- REQUIRED WORK
Would you return every entry, exactly as it is written?

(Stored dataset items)
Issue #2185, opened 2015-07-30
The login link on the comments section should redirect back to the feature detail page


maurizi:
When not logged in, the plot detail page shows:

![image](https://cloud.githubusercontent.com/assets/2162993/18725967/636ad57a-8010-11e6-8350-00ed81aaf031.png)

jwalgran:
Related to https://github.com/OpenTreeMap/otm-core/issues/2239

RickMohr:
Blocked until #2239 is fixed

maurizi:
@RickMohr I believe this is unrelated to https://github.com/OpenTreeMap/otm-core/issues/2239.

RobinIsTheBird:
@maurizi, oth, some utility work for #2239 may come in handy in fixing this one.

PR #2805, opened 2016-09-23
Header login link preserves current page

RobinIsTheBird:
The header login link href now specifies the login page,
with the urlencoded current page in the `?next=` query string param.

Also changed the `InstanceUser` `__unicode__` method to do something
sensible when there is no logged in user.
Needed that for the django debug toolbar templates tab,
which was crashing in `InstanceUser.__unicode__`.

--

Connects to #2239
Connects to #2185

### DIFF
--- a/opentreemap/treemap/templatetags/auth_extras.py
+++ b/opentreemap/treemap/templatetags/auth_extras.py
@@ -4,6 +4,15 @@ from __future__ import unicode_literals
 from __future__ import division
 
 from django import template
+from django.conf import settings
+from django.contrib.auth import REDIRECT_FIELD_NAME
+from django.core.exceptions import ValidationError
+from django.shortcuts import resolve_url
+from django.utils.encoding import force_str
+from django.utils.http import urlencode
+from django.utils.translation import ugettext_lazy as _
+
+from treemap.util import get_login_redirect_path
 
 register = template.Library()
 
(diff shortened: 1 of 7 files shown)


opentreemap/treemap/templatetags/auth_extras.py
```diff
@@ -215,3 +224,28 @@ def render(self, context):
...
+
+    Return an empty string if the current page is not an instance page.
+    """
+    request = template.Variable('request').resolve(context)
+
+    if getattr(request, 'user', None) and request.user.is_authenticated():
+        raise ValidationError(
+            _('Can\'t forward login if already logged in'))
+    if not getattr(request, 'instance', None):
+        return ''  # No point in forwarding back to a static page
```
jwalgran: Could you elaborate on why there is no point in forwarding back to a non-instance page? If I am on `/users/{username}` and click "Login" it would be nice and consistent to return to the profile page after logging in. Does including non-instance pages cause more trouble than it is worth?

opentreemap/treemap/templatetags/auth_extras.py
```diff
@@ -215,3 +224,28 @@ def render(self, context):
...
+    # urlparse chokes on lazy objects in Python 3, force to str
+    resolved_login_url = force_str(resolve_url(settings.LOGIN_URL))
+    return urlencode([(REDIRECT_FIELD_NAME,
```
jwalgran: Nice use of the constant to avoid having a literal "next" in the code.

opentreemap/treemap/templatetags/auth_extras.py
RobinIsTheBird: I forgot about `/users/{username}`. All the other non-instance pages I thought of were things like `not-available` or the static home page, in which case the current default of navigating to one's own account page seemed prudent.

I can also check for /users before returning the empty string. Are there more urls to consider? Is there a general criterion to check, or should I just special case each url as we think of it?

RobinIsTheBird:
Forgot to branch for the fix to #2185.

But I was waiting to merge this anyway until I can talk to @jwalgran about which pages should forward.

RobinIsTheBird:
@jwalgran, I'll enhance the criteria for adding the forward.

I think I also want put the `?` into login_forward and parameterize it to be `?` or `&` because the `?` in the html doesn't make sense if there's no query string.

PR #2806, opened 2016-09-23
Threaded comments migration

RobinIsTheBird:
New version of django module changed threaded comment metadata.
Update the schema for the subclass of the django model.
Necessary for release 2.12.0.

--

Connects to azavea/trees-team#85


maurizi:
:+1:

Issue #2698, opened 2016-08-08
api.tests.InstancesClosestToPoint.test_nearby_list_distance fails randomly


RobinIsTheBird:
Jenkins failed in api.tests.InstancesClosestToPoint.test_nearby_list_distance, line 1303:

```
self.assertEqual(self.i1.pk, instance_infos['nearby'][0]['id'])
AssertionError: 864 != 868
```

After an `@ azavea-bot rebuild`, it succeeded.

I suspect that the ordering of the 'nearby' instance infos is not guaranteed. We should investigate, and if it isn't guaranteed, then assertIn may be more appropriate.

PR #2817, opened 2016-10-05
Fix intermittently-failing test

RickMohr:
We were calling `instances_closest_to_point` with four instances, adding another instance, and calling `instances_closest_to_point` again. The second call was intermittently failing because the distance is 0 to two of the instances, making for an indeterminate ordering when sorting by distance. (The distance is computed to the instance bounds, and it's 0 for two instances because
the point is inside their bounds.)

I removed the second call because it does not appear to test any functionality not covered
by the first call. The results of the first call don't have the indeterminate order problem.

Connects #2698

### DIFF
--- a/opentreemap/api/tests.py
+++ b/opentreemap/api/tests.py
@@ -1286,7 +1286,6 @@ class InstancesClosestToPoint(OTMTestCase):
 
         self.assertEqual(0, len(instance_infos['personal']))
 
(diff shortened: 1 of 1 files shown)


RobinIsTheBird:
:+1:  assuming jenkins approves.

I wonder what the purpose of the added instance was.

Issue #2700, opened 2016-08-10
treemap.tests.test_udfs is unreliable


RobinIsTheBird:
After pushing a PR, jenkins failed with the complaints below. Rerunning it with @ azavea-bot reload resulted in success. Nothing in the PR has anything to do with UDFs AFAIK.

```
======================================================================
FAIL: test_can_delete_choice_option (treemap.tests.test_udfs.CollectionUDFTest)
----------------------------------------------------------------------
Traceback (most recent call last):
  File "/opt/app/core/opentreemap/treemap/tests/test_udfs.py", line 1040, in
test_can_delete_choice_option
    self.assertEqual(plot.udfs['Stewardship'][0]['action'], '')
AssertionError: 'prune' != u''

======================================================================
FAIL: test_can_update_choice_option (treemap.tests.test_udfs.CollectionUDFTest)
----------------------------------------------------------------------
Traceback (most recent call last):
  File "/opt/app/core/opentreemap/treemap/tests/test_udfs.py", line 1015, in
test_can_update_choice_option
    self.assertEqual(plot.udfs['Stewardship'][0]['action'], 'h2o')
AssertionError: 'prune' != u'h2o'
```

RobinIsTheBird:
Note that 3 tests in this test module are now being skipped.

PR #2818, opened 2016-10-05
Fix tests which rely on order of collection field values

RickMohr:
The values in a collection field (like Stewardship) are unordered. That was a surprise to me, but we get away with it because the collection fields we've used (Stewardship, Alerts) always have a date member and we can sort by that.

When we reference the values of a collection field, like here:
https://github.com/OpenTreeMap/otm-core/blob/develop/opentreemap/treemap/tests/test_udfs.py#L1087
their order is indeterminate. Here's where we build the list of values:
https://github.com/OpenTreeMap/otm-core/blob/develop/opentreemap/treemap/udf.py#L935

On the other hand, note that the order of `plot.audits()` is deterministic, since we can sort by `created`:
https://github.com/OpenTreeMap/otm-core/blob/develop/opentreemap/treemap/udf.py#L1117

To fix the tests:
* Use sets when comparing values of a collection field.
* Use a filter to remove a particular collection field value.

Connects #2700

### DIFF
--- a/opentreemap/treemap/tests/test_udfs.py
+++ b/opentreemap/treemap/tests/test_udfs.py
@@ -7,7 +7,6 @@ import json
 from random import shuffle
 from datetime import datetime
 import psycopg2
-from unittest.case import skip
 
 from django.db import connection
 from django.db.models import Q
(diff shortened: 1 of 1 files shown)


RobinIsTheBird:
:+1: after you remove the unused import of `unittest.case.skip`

- ANSWER BOX
Issue #2185, opened 2015-07-30
The login link on the comments section should redirect back to the feature detail page


maurizi:
When not logged in, the plot detail page shows:

![image](https://cloud.githubusercontent.com/assets/2162993/18725967/636ad57a-8010-11e6-8350-00ed81aaf031.png)

jwalgran:
Related to https://github.com/OpenTreeMap/otm-core/issues/2239

RickMohr:
Blocked until #2239 is fixed

maurizi:
@RickMohr I believe this is unrelated to https://github.com/OpenTreeMap/otm-core/issues/2239.

RobinIsTheBird:
@maurizi, oth, some utility work for #2239 may come in handy in fixing this one.

PR #2805, opened 2016-09-23
Header login link preserves current page

RobinIsTheBird:
The header login link href now specifies the login page,
with the urlencoded current page in the `?next=` query string param.

Also changed the `InstanceUser` `__unicode__` method to do something
sensible when there is no logged in user.
Needed that for the django debug toolbar templates tab,
which was crashing in `InstanceUser.__unicode__`.

--

Connects to #2239
Connects to #2185

### DIFF
--- a/opentreemap/treemap/templatetags/auth_extras.py
+++ b/opentreemap/treemap/templatetags/auth_extras.py
@@ -4,6 +4,15 @@ from __future__ import unicode_literals
 from __future__ import division
 
 from django import template
+from django.conf import settings
+from django.contrib.auth import REDIRECT_FIELD_NAME
+from django.core.exceptions import ValidationError
+from django.shortcuts import resolve_url
+from django.utils.encoding import force_str
+from django.utils.http import urlencode
+from django.utils.translation import ugettext_lazy as _
+
+from treemap.util import get_login_redirect_path
 
 register = template.Library()
 
(diff shortened: 1 of 7 files shown)


opentreemap/treemap/templatetags/auth_extras.py
```diff
@@ -215,3 +224,28 @@ def render(self, context):
...
+
+    Return an empty string if the current page is not an instance page.
+    """
+    request = template.Variable('request').resolve(context)
+
+    if getattr(request, 'user', None) and request.user.is_authenticated():
+        raise ValidationError(
+            _('Can\'t forward login if already logged in'))
+    if not getattr(request, 'instance', None):
+        return ''  # No point in forwarding back to a static page
```
jwalgran: Could you elaborate on why there is no point in forwarding back to a non-instance page? If I am on `/users/{username}` and click "Login" it would be nice and consistent to return to the profile page after logging in. Does including non-instance pages cause more trouble than it is worth?

opentreemap/treemap/templatetags/auth_extras.py
```diff
@@ -215,3 +224,28 @@ def render(self, context):
...
+    # urlparse chokes on lazy objects in Python 3, force to str
+    resolved_login_url = force_str(resolve_url(settings.LOGIN_URL))
+    return urlencode([(REDIRECT_FIELD_NAME,
```
jwalgran: Nice use of the constant to avoid having a literal "next" in the code.

opentreemap/treemap/templatetags/auth_extras.py
RobinIsTheBird: I forgot about `/users/{username}`. All the other non-instance pages I thought of were things like `not-available` or the static home page, in which case the current default of navigating to one's own account page seemed prudent.

I can also check for /users before returning the empty string. Are there more urls to consider? Is there a general criterion to check, or should I just special case each url as we think of it?

RobinIsTheBird:
Forgot to branch for the fix to #2185.

But I was waiting to merge this anyway until I can talk to @jwalgran about which pages should forward.

RobinIsTheBird:
@jwalgran, I'll enhance the criteria for adding the forward.

I think I also want put the `?` into login_forward and parameterize it to be `?` or `&` because the `?` in the html doesn't make sense if there's no query string.

PR #2806, opened 2016-09-23
Threaded comments migration

RobinIsTheBird:
New version of django module changed threaded comment metadata.
Update the schema for the subclass of the django model.
Necessary for release 2.12.0.

--

Connects to azavea/trees-team#85


maurizi:
:+1:

Issue #2698, opened 2016-08-08
api.tests.InstancesClosestToPoint.test_nearby_list_distance fails randomly


RobinIsTheBird:
Jenkins failed in api.tests.InstancesClosestToPoint.test_nearby_list_distance, line 1303:

```
self.assertEqual(self.i1.pk, instance_infos['nearby'][0]['id'])
AssertionError: 864 != 868
```

After an `@ azavea-bot rebuild`, it succeeded.

I suspect that the ordering of the 'nearby' instance infos is not guaranteed. We should investigate, and if it isn't guaranteed, then assertIn may be more appropriate.

PR #2817, opened 2016-10-05
Fix intermittently-failing test

RickMohr:
We were calling `instances_closest_to_point` with four instances, adding another instance, and calling `instances_closest_to_point` again. The second call was intermittently failing because the distance is 0 to two of the instances, making for an indeterminate ordering when sorting by distance. (The distance is computed to the instance bounds, and it's 0 for two instances because
the point is inside their bounds.)

I removed the second call because it does not appear to test any functionality not covered
by the first call. The results of the first call don't have the indeterminate order problem.

Connects #2698

### DIFF
--- a/opentreemap/api/tests.py
+++ b/opentreemap/api/tests.py
@@ -1286,7 +1286,6 @@ class InstancesClosestToPoint(OTMTestCase):
 
         self.assertEqual(0, len(instance_infos['personal']))
 
(diff shortened: 1 of 1 files shown)


RobinIsTheBird:
:+1:  assuming jenkins approves.

I wonder what the purpose of the added instance was.

Issue #2700, opened 2016-08-10
treemap.tests.test_udfs is unreliable


RobinIsTheBird:
After pushing a PR, jenkins failed with the complaints below. Rerunning it with @ azavea-bot reload resulted in success. Nothing in the PR has anything to do with UDFs AFAIK.

```
======================================================================
FAIL: test_can_delete_choice_option (treemap.tests.test_udfs.CollectionUDFTest)
----------------------------------------------------------------------
Traceback (most recent call last):
  File "/opt/app/core/opentreemap/treemap/tests/test_udfs.py", line 1040, in
test_can_delete_choice_option
    self.assertEqual(plot.udfs['Stewardship'][0]['action'], '')
AssertionError: 'prune' != u''

======================================================================
FAIL: test_can_update_choice_option (treemap.tests.test_udfs.CollectionUDFTest)
----------------------------------------------------------------------
Traceback (most recent call last):
  File "/opt/app/core/opentreemap/treemap/tests/test_udfs.py", line 1015, in
test_can_update_choice_option
    self.assertEqual(plot.udfs['Stewardship'][0]['action'], 'h2o')
AssertionError: 'prune' != u'h2o'
```

RobinIsTheBird:
Note that 3 tests in this test module are now being skipped.

PR #2818, opened 2016-10-05
Fix tests which rely on order of collection field values

RickMohr:
The values in a collection field (like Stewardship) are unordered. That was a surprise to me, but we get away with it because the collection fields we've used (Stewardship, Alerts) always have a date member and we can sort by that.

When we reference the values of a collection field, like here:
https://github.com/OpenTreeMap/otm-core/blob/develop/opentreemap/treemap/tests/test_udfs.py#L1087
their order is indeterminate. Here's where we build the list of values:
https://github.com/OpenTreeMap/otm-core/blob/develop/opentreemap/treemap/udf.py#L935

On the other hand, note that the order of `plot.audits()` is deterministic, since we can sort by `created`:
https://github.com/OpenTreeMap/otm-core/blob/develop/opentreemap/treemap/udf.py#L1117

To fix the tests:
* Use sets when comparing values of a collection field.
* Use a filter to remove a particular collection field value.

Connects #2700

### DIFF
--- a/opentreemap/treemap/tests/test_udfs.py
+++ b/opentreemap/treemap/tests/test_udfs.py
@@ -7,7 +7,6 @@ import json
 from random import shuffle
 from datetime import datetime
 import psycopg2
-from unittest.case import skip
 
 from django.db import connection
 from django.db.models import Q
(diff shortened: 1 of 1 files shown)


RobinIsTheBird:
:+1: after you remove the unused import of `unittest.case.skip`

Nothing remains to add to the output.